W.Va. School Students Returning To In-Person Classes in January
CHARLESTON — Gov. Jim Justice announced Wednesday a plan to get West Virginia’s pre-K and K-12 students back into schools even as the state’s school re-entry map is mostly red and orange due to COVID-19 infections.
During his Wednesday coronavirus briefing — his last of 2020 — Justice said all West Virginia pre-K, elementary, and middle schools will reopen for in-person learning on Tuesday, Jan 19.
Until then, all schools will be on remote learning starting Monday, Jan. 4, through Friday, Jan. 15. Winter sports will begin Monday, March 1.
High school students will return to in-person school only if their county is not listed as red on the Department of Health and Human Resources’ County Alert System map found at coronavirus.wv.gov. The weekly map updated on the Department of Education’s website will be discontinued.
According to the DOE, teachers and staff will use the two weeks prior to Jan. 19 to prepare for the return of in-person learning.
Families with students in virtual learning programs can remain in those programs for the remaining school year if they choose to.
“We’re taking that two weeks because we need time to get ready,” Justice said.
Justice said the state will also now vaccinate all teachers, staff, and school service personnel age 50 and older over the next two to three weeks as part of phase 1 of the state’s vaccination plan.

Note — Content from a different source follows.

PR #516, opened 2026-06-30
ROU-12831: Match Wijmo columns by name instead of index or binding

OS-giulianasilva:
This PR is for making the Data Grid resolve Wijmo columns by their stable name identifier instead of the column index or binding.

### What was happening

Teachers and staff under the age of 50 will receive vaccinations once the older teachers and staff receive their shots. The Department of Education will distribute vaccine information as it becomes available.
As of Wednesday’s DHHR County Alert System map, only Calhoun County was green for its 2.62 percent positivity rate with no counties listed as yellow or gold. Another 13 counties were listed as orange — the next to worst color category.
Otherwise, 41 counties were listed as red for high rates of infection or high percent of positivity.
Justice and Dr. Clay Marsh, the state coronavirus czar, said that community transmission of COVID-19 in elementary and middle schools is far less than high schools.
“Schools are safe,” Justice said. “The transmission rate among students age 15 and above is significantly higher than our kids that are below 15 … our much younger kids are so much safer at our schools. Our teachers and school service personnel, to be perfectly honest, are really safe at our schools.”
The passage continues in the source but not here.